He grins, and he feels so elated, so full, so safe on this doorstep with her, as though the world they are entrenched in everyday ceases to exist on this very spot. What if she could know, what if she figured it out without his explicitly saying, if he set her on the path to knowing? What if she knew because she was meant to, like Lancelot and Freya and his father?

“What if I told you—”

She opens the door to the remnants of a ransacked home, the door jamb creaky and loose from when Uther’s knights came to arrest her. He can see that she’s begun to clean things up a bit. The dishes are still broken, slit open bags of grain sit slumped against a wall, her mother’s pillow covers and linens remain torn.

His heart sinks. Uther’s damning words echo in his mind.

_Her father consorted with sorcerers._

 “What if you told me what?” she asks. He feels as though he’s been pulled out of a dream. Everyone always behaves differently in dreams, where one can be rash and possessed and magnificent feats make sense up to the moment of awakening.

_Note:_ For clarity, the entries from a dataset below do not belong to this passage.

PR #2286, opened 2026-07-27
fix(kind): enforce safe SPIFFE CSI driver minimum

### LINKED ISSUE #2288: SPIFFE CSI mount explosion can degrade nodes and disrupt storage
## Summary

The Rossoctl SPIRE installation path currently uses SPIRE chart `0.27.0`, which embeds SPIFFE CSI driver `0.2.7`. That driver version can create duplicate bind mounts during kubelet reconciliation because `NodePublishVolume` is not idempotent.

With the CSI driver's bidirectional mount propagation, repeated publish calls can cause mount counts to grow rapidly enough to degrade the entire node.

## Observed incident

This occurred on a three-node vanilla Kubernetes development cluster using the Rossoctl SPIRE installation path.

- One workload using the SPIRE CSI volume accumulated 16,384 duplicate mounts at its CSI target path.
- The affected node reached approximately 33,000 mounts in total.
- SSH login took tens of seconds.
- Processes that inspect the mount table became extremely slow.
- systemd-managed network, DNS, and time services repeatedly missed their startup windows.
- Distributed-filesystem disks served by the affected node were marked down even though the node remained reachable.

The mount stack was visible under a path of this form:

```text
/var/lib/kubelet/pods/<pod-uid>/volumes/kubernetes.io~csi/spire-agent-socket/mount
```

## Root cause

Affected SPIFFE CSI driver versions unconditionally perform another bind mount when kubelet calls `NodePublishVolume` for a target that is already published. Kubelet reconciliation or restart can therefore add duplicate mount entries rather than receiving the idempotent success required by the CSI specification.

The upstream defect is documented in:

- https://github.com/spiffe/spiffe-csi/issues/331
- https://github.com/spiffe/spiffe-csi/pull/332

The fix was released in SPIFFE CSI driver `0.2.12`. The current patch release is `0.2.13`.

## Recovery and verification

1. Stopped the workload responsible for the active CSI target.
2. Detached the duplicate mount stack.
3. The affected node immediately dropped from approximately 33,000 mounts to a few hundred.
4. SSH and systemd-managed services returned to normal behavior.
5. Upgraded only `spiffe-csi-driver` from `0.2.7` to `0.2.13` through the SPIRE Helm value override.
6. The CSI DaemonSet became healthy on all nodes and the mount leak did not recur.

No SPIRE chart or workload configuration changes were otherwise required.

## Installation-path coverage

- **Kind:** covered directly by the proposed installer change.
- **Vanilla Kubernetes:** covered because `scripts/k8s/setup-rossoctl.sh` delegates to `scripts/kind/setup-rossoctl.sh` with `ROSSOCTL_SETUP_FLAVOR=k8s --skip-cluster`. This is the path on which the incident was observed.
- **OpenShift with ZTWIM:** not changed by this fix. ZTWIM manages its own CSI driver image through OLM, so the deployed operator bundle must be checked separately to determine whether it contains the upstream idempotency fix.
- **OpenShift with `useSpireHelmChart=true`:** not directly covered because that mode expects SPIRE Helm installation outside this installer. The external installation must explicitly select SPIFFE CSI driver `0.2.12` or newer.

## Expected behavior

Rossoctl should not install a SPIFFE CSI driver older than `0.2.12`. The installer should use a concrete safe default while allowing newer versions and rejecting overrides below the fixed minimum.

## Proposed fix

See #2286, which:

- defaults to SPIFFE CSI driver `0.2.13`;
- allows a newer version through `SPIFFE_CSI_DRIVER_VERSION`;
- rejects versions below the safe minimum, `0.2.12`; and
- rejects tags that do not use the exact numeric `X.Y.Z` image-tag format; and
- passes the selected tag explicitly to the SPIRE Helm release.

moonlight16:
## What changed

- Default the SPIFFE CSI driver used by the Kind installer to `0.2.13`.
- Allow newer versions through the `SPIFFE_CSI_DRIVER_VERSION` environment variable while rejecting versions below the safe minimum, `0.2.12`, or tags outside the numeric `X.Y.Z` image-tag format.
- Pass the selected image tag explicitly to the SPIRE Helm release instead of inheriting the SPIRE chart's current `0.2.7` default.

## Why

SPIFFE CSI driver versions through `0.2.11` do not make `NodePublishVolume` idempotent. Kubelet reconciliation or restart can therefore create duplicate bind mounts. With bidirectional mount propagation, those mounts can accumulate rapidly and exhaust node resources.

The defect is documented in [spiffe/spiffe-csi#331](https://github.com/spiffe/spiffe-csi/issues/331) and fixed by [spiffe/spiffe-csi#332](https://github.com/spiffe/spiffe-csi/pull/332). The fix was released in `0.2.12`; this change defaults to the current patch release, `0.2.13`, while permitting later safe versions.

The SPIRE `0.27.0` chart currently embeds SPIFFE CSI driver `0.2.7`, so an explicit override is needed until a fixed chart version is available and adopted.

The observed mount explosion, node-level impact, root cause, and recovery are documented in #2288.

The change covers both Kind and vanilla Kubernetes: `scripts/k8s/setup-rossoctl.sh` delegates installation to the patched script with the Kubernetes setup flavor. It does not change the OpenShift/ZTWIM path, where OLM controls the CSI driver image and the operator bundle must be verified separately.

Fixes #2288.

## Validation

- `bash -n scripts/kind/setup-rossoctl.sh`
- `git diff --check`
- Verified that `0.2.11`, `v0.2.13`, `0.2.13-rc1`, and malformed values are rejected, while `0.2.12`, `0.2.13`, `0.3.0`, and `1.0.0` are accepted.
- Confirmed that `spiffe-csi-driver.image.tag=0.2.13` renders and deploys successfully with SPIRE chart `0.27.0` in a live Kubernetes cluster.

### DIFF
--- a/scripts/kind/setup-rossoctl.sh
+++ b/scripts/kind/setup-rossoctl.sh
@@ -97,7 +97,9 @@ log_warn()    { echo -e "${YELLOW}⚠${NC} $1"; }
 log_error()   { echo -e "${RED}✗${NC} $1"; }
 
 version_at_least() {
-  local version="${1#v}" minimum="${2#v}"
+  # Image tags use numeric X.Y.Z releases. Reject prefixes and pre-release
+  # suffixes so a version can pass validation only if that exact tag is usable.
+  local version="$1" minimum="$2"
   local version_major version_minor version_patch
   local minimum_major minimum_minor minimum_patch
 
@@ -264,7 +266,8 @@ while [[ $# -gt 0 ]]; do
       echo "  --with-istio        Enable full Istio ambient mesh (mTLS, waypoints)"
       echo "                      Gateway API controller is always installed as core"
       echo "  --with-spire        Install SPIRE + SPIFFE IdP setup"
-      echo "                      Override CSI with SPIFFE_CSI_DRIVER_VERSION (minimum 0.2.12)"
+      echo "                      Override CSI with SPIFFE_CSI_DRIVER_VERSION"
+      echo "                      (numeric X.Y.Z tag; minimum 0.2.12)"
       echo "  --with-backend      Install Rossoctl backend API"
       echo "  --with-ui           Install Rossoctl UI (auto-enables backend)"
       echo "  --with-mcp-gateway  Install MCP Gateway"
@@ -374,7 +377,7 @@ if $WITH_KUADRANT && ! $WITH_MCP_GATEWAY; then
 fi
 
 if $WITH_SPIRE && ! version_at_least "$SPIFFE_CSI_DRIVER_VERSION" "$SPIFFE_CSI_DRIVER_MIN_VERSION"; then
-  log_error "SPIFFE_CSI_DRIVER_VERSION must be a semantic version at least"
+  log_error "SPIFFE_CSI_DRIVER_VERSION must be a numeric X.Y.Z image tag at least"
   log_error "${SPIFFE_CSI_DRIVER_MIN_VERSION}; got ${SPIFFE_CSI_DRIVER_VERSION}"
   exit 1
 fi
--- a/scripts/kind/setup-rossoctl.sh
+++ b/scripts/kind/setup-rossoctl.sh
@@ -70,6 +70,10 @@ CERT_MANAGER_VERSION="v1.17.2"
 ISTIO_VERSION="1.28.0"
 SPIRE_CRD_VERSION="0.5.0"
 SPIRE_VERSION="0.27.0"
+# v0.2.12 fixed a mount leak that can exhaust the host mount table and disrupt
+# node services. Allow newer versions while enforcing the safe minimum.
+SPIFFE_CSI_DRIVER_MIN_VERSION="0.2.12"
+SPIFFE_CSI_DRIVER_VERSION="${SPIFFE_CSI_DRIVER_VERSION:-0.2.13}"
 GATEWAY_API_VERSION="v1.4.0"
 TEKTON_VERSION="v0.66.0"
 SHIPWRIGHT_VERSION="v0.14.0"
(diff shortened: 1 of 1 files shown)


evaline-ju:
@moonlight16 the kind CI test failures showing up here should be remediated in the merged #2313, if you wanted to rebase

scripts/kind/setup-rossoctl.sh
```diff
@@ -244,6 +266,8 @@ while [[ $# -gt 0 ]]; do
       echo "  --with-istio        Enable full Istio ambient mesh (mTLS, waypoints)"
       echo "                      Gateway API controller is always installed as core"
       echo "  --with-spire        Install SPIRE + SPIFFE IdP setup"
+      echo "                      Override CSI with SPIFFE_CSI_DRIVER_VERSION"
```
Alan-Cha, line 269: nit: `docs/developer/kind.md` and `docs/getting-started/install.md` both have a flag table listing `--with-spire` that isn't updated to mention this new `SPIFFE_CSI_DRIVER_VERSION` override. It's discoverable via `--help` here, so not blocking, but worth a one-line addition to those tables for consistency.

Alan-Cha (approved):
### Summary
Defaults the SPIFFE CSI driver to 0.2.13 and validates any override via `SPIFFE_CSI_DRIVER_VERSION` against a safe minimum (0.2.12), rejecting malformed or pre-release tags. Passes the resolved tag explicitly to the SPIRE Helm release via `--set-string`, overriding the SPIRE chart's stale 0.2.7 default. Fixes the mount-leak/exhaustion issue described in spiffe/spiffe-csi#331, tracked in #2288.

Verified `version_at_least()` by hand: correctly accepts 0.2.12/0.2.13/0.3.0/1.0.0 and rejects 0.2.11, `v0.2.13`, `0.2.13-rc1`, short (`1.2`, `5`) and malformed (`0.2.12.1`, empty) inputs — matches the PR's stated validation exactly, including edge cases not explicitly listed. The check is correctly gated behind `$WITH_SPIRE` so it doesn't fire for installs that skip `--with-spire`. `--set-string` is the right choice for the Helm flag (avoids numeric-tag coercion issues that plain `--set` could hit).

**Areas reviewed**: Shell
**Commits**: 2 commits, all signed-off: yes
**CI status**: passing (all checks green)

mrsabath (approved):
Independently verified this fix end to end.

- Reproduced `version_at_least`: accepts `0.2.12 / 0.2.13 / 0.3.0 / 1.0.0`, rejects `0.2.11 / v0.2.13 / 0.2.13-rc1 / 1.2 / 5 / 0.2.12.1 / ""`, and behaves correctly under the script's `set -euo pipefail` (the trailing `(( ))` chain is safely consumed by the `if` context).
- Confirmed the Helm key path against the pulled SPIRE `0.27.0` chart: the `spiffe-csi-driver` subchart ships `image.tag: ""`, which defaults to its `appVersion: 0.2.7`, so the explicit `--set-string "spiffe-csi-driver.image.tag=..."` override is genuinely required. `--set-string` correctly avoids numeric-tag coercion and matches sibling flags in the same release.
- The gate is correctly behind `$WITH_SPIRE`, and the fix reaches the vanilla-Kubernetes path via `scripts/k8s/setup-rossoctl.sh` `exec`-ing this script; the OLM-managed OpenShift path is untouched, as stated.

Areas reviewed: Shell, Helm value wiring. Commits: 2, all signed-off. CI: all green. Corroborates @Alan-Cha's approval.

Issue #2284, opened 2026-07-27
release-validation (Kind E2E): MLflow SDK trace read-back returns 0 despite traces persisted — test_mlflow_traces fails on v0.7.0-rc.1


cwiklik:
## Summary
`release-validation.yaml` → **Kind E2E → "Run backend E2E tests"** fails on `tests/e2e/common/test_mlflow_traces.py`: the MLflow Python SDK reports **0 traces** even though the trace pipeline is healthy and traces **are** persisted in MLflow's database. Reproduced on **two consecutive `v0.7.0-rc.1` runs** — not flaky.

Failing tests:
- `TestWeatherAgentTracesInMLflow::test_weather_agent_traces_exist`
- `TestWeatherAgentTracesInMLflow::test_weather_trace_has_spans`
- `TestGenAITracesInMLflow::test_trace_has_tree_structure`

Runs:
- https://github.com/rossoctl/rossoctl/actions/runs/30291969076
- https://github.com/rossoctl/rossoctl/actions/runs/30295693206

## Impact / severity
- **Non-functional — observability read-path only.** The trace *pipeline* works; traces are captured and persisted (see Evidence). This is a **read-back** failure in the e2e, not a platform defect.
- **GA blocker, not an RC blocker.** Per the release SOP, RC validation must be green on the *final RC before GA*. `v0.7.0-rc.1` can ship with this as a documented known issue; it **must be resolved and re-validated before `v0.7.0` GA**.
- **Regression window:** these same tests **passed on 2026-06-30** (run 28478512307, pre-rename) and fail now — introduced somewhere in the kagenti→rossoctl rename window.

## Evidence (the pipeline is healthy)
- ✅ Weather-agent conversation ran and returned 200s.
- ✅ Agent → OTEL collector: weather-service POSTs OTLP to `otel-collector.rossoctl-system:8335/v1/traces` → **HTTP 200**.
- ✅ Collector → MLflow → DB: **`test_mlflow_otel_metrics_received` PASSES**, querying MLflow's Postgres (`trace_info`) directly and finding traces present.
- ❌ SDK read-back: the 3 failing tests use `MlflowClient.search_experiments()` → `search_traces(locations=[exp.experiment_id])` over the `mlflow.<domain>:8080` ingress and get **`[]`** despite the DB rows.

## Root-cause analysis (narrowed)
**Ruled out (with evidence):**
- **Not the trace pipeline** — traces flow + persist (above).
[...]

PR #2309, opened 2026-07-28
Test(e2e): diagnose MLflow trace read-back (#2284)

cwiklik:
## What
Adds fail-path diagnostics to `get_all_traces()` in the MLflow-traces E2E to root-cause #2284 — the MLflow SDK returns 0 traces even though traces are persisted in the DB (a read-back regression that surfaced in the kagenti→rossoctl rename window).

## Why a diagnostic, not a fix
Static analysis is exhausted: the test and the MLflow SDK are unchanged since these tests last passed (2026-06-30), and `mlflow.auth.enabled=false` — so the cause needs one live signal. On the **empty-read path only**, this logs:
- resolved tracking URI + `search_experiments()` result (names / ids / count)
- per-experiment `search_traces(locations=...)` errors (previously swallowed)
- **PROBE A** — deprecated `search_traces(experiment_ids=...)`
- **PROBE B** — explicit experiment `"0"`/`"1"` (the OTLP exporter writes `x-mlflow-experiment-id: "0"`)
- **PROBE C** — raw REST `experiments/search` (bypasses the SDK)

## How the re-run pins the fix
- empty over REST / `search_experiments` → read-path/ingress issue → **chart fix**
- experiments present but `locations=` misses them while `experiment_ids=` / explicit-id finds them → **test/SDK fix**

## Testing
- `ruff check` clean; mock-exercised `_diagnose_empty_traces` with a fake client → runs to completion, no raise, all probes execute and errors are caught.
- **No behavior change on healthy runs** — diagnostics fire only when 0 traces are found.

Refs #2284

Assisted-By: Claude Code

### DIFF
--- a/rossoctl/tests/e2e/common/test_mlflow_traces.py
+++ b/rossoctl/tests/e2e/common/test_mlflow_traces.py
@@ -402,6 +402,68 @@ def get_mlflow_client():
     return _mlflow_client
 
 
+def _diagnose_empty_traces(client, experiments) -> None:
+    """Diagnostics for issue #2284: the MLflow SDK returns 0 traces even though
+    traces are persisted in the DB (a read-back regression that surfaced in the
+    kagenti->rossoctl rename window). This distinguishes a read-path/ingress issue
+    (the SDK sees no experiments over the ingress) from an experiment-linkage/API
+    issue (experiments present, but ``search_traces(locations=...)`` misses the
+    OTLP-ingested traces). Runs ONLY when 0 traces were found, so it adds no noise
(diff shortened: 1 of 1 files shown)


cwiklik:
Superseded by #2313.

Root cause of #2284 turned out to be MLflow **auth** on the read path (`MLFLOW_TRACKING_TOKEN` missing/expired → the SDK read-back returned empty, swallowed by the test) — test/backend-side, not a chart/pipeline bug. #2313 both surfaces the auth error and makes the e2e tests pass (on top of the mcp pin #2311), so the diagnostic probes added here are no longer needed.

Closing in favor of #2313. Refs #2284.

PR #2311, opened 2026-07-28
fix(backend): pin mcp SDK <2.0.0

evaline-ju:
mcp 2.0.0 removed/renamed streamablehttp_client from mcp.client.streamable_http, breaking the backend on startup. Pin to <2 until we migrate to the new API.

## Summary

[MCP 2.0.0](https://pypi.org/project/mcp/2.0.0/) released today removed `streamablehttp_client` from `mcp.client.streamable_http` and is breaking the rossoctl backend at this time. For now, we pin the upper bound of `mcp` to avoid the breaking API, but follow-ups will be needed to address this (follow-up issue #2312 created)


evaline-ju:
backend e2e tests for mlflow traces already failing and tracked in #2284

cwiklik:
The pin here (`mcp>=1.0.0,<2`) is correct — but it's now byte-identical to the pin included in #2313 (which also carries the MLflow auth fix and closes #2284). To avoid double-merging the same pin, recommend **closing this in favor of #2313** once that's out of draft and its Deploy & Test is green.

(If the 0.7 pin is needed *sooner* than #2313 clears e2e, the alternative is to merge this first and let #2313 rebase — your call.)

_Assisted-By: Claude Code_

evaline-ju:
Will just close in favor of/consolidate on #2313

Issue #1178, opened 2026-04-09
epic: OpenClaw Link Health Agent for kagenti org


rubambiza:
## Problem

Documentation link rot is a silent problem. CI-based link checking (lychee in PR workflows) only catches broken links when files are modified -- it does not detect:

- External links that rot over time (sites go down, pages move) between PRs
- Cross-repo broken references across the kagenti org
- Cumulative link health trends across the organization

There is no proactive, org-wide mechanism to surface broken links, triage them, or fix them automatically.

## Design

A two-agent system built on OpenClaw using the Standing Order + isolated Cron Job pattern:

**Scanner Agent** (cheap model: gemini-flash, runs Mon/Wed/Fri 11:00 UTC)
- A bash script does the mechanical work: scanning, diffing, issue creation, reporting. The model's role is to invoke the script and summarize results.
- Repos are maintained as full clones by an existing nightly cron job that auto-discovers new repos via `gh repo list`.
- Runs lychee on each repo, reusing existing `.lychee.toml` configs where present
- Diffs results against previous scan to identify new, recurring, and fixed broken links
- Creates GitHub Issues following the [bug report template](https://github.com/kagenti/.github/blob/main/.github/ISSUE_TEMPLATE/3-bug-report.yml) structure (`:bug:` prefix, `kind/bug` + `broken-link/internal` or `broken-link/external` labels when permissions allow)
- Auto-closes issues for links fixed since the last scan
- Writes structured reports and updates `docs/link-health.md` in kagenti/kagenti via a fork-based PR

**Fixer Agent** (model: sonnet, runs Tue/Thu 14:00 UTC)
- A bash script handles deterministic work: parsing issues, re-verifying links, searching for moved files via `git log --follow` and `find`. The model handles ambiguous cases (multiple candidate matches, deleted files).
- Queries GitHub for open issues matching the scanner's issue format (structured body with repo, file, URL, category)
- Re-verifies each broken link before attempting a fix; closes issues where links have become valid
- For internal links: resolves moved files, fixes relative paths, anchors, cross-repo references
- For external links: comments on the issue with context for manual resolution (no automated PRs)
- Opens fork-based PRs with fixes for human review (internal links only)
- Comments on the original issue with the PR link or explanation of why automated fix is not possible

[...]

PR #2315, opened 2026-07-29
docs: Link health report (auto-updated)

clawgenti:
## Summary

Auto-updated by Kagenti Link Health Scanner. This PR is continuously updated with each scan. Merge when convenient.

| Metric | Value |
|--------|-------|
| Repos scanned | 8 |
| Broken (internal) | 14 |
| Broken (external) | 12 |
| New since last scan | +2 |
| Fixed since last scan | -12 |

## Related issue(s)

- kagenti/kagenti#1178

### DIFF
--- a/docs/link-health.md
+++ b/docs/link-health.md
@@ -1,22 +1,23 @@
 # Link Health Report
 
-> Last scan: 2026-07-29 07:06 ET | Scan ID: 2026-07-29-001
+> Last scan: 2026-07-31 07:01 ET | Scan ID: 2026-07-31-001
 
 ## Summary
 
 | Metric | Value |
 |--------|-------|
 | Repos scanned | 8 |
-| Total links checked | 1802 |
-| Broken (internal) | 24 |
+| Total links checked | 1836 |
+| Broken (internal) | 14 |
 | Broken (external) | 12 |
-| New since last scan | +36 |
-| Fixed since last scan | -735 |
+| New since last scan | +2 |
+| Fixed since last scan | -12 |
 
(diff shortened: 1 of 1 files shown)


docs/link-health.md
```diff
@@ -1,26 +1,24 @@
----
-draft: true       # excluded from https://www.rossoctl.dev/
----
-
```
evaline-ju, line 4: we should probably keep clawgenti from deleting headers cc: @rubambiza

rubambiza: I partly agree. I think this is part of a broader rethinking I need to do now that the `docs` folder has been re-established as the source for the docs page under `rossoctl.dev`. I am curious if the machinery can ignore subfolders of docs where I can move these reports, or perhaps these reports _do_ belong somewhere on the docs page now that `automation` and `agent-skills` are core repos. We can discuss further offline.

Ultimately, the original file said clearly that this file should not be edited "manually", and the header was _rightly_ inserted at some point to avoid rendering it. So, I see both sides and why clawgenti would opt to remove it.

Btw, the remote host of clawgenti is currently down, and I cannot do much at the moment in terms of edits to the standing order instructions that could temporarily address this.

rubambiza: FYI: https://github.com/rossoctl/automation/issues/44

rubambiza:
Closing the PR because the reports now have a new home per https://github.com/rossoctl/automation/issues/44. Moreover, it cannot merge because removing the headers would mean it starts showing up on rossoctl website under [documentation](https://www.rossoctl.dev/docs/), which is unintended.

She shrugs the shawl off her body. His eyes are scanning the floor of her home, as though something which possesses the answers to all of his problems has fallen down there.

“One day,” Merlin says, “one day, Gwen, you won’t have to hide anymore.”

She squeezes his hand. “Yes.”

5.

The dagger strikes her just above her breast. It was meant for him, aimed at his back, but she sees it first, and on instinct, cries out his name and moves in front of him.

It catches Morgana off guard when she sees Merlin and Gwen fall together to the ground of the throne room. For all the plotting and intention, it always does. His face contorts as history continues to repeat itself again and again, placing a shaky hand over the wound. He is terrified, shouting inconsolable, mangled accusations about friendship and revulsion and  _why_. He says this all to Morgana, to this room, and to himself.

Agravaine tells Morgana that they need to leave and regroup with Helios. Arthur and his knights are near, the story of a sword spreading and a revolution gaining numbers as quickly as the move to reclaim Camelot. He sees Gwen dying, Merlin crouching over her, and briefly considers Morgana’s reaction, but then insists, “My lady.”

Morgana and Merlin share a hard look, and then she flees.

He rests Gwen’s head on his lap, both of them shivering. “You can still stop her,” she says. “Merlin _.”_

She closes her eyes. It seems poetic in some strange, wretched way, that she is in the throne room, where all the bodies of Camelot’s kings and queens have lain in state. Perhaps this is all it would come to, Guinevere of Camelot, the blacksmith’s daughter who was once loved by a king and died like a queen.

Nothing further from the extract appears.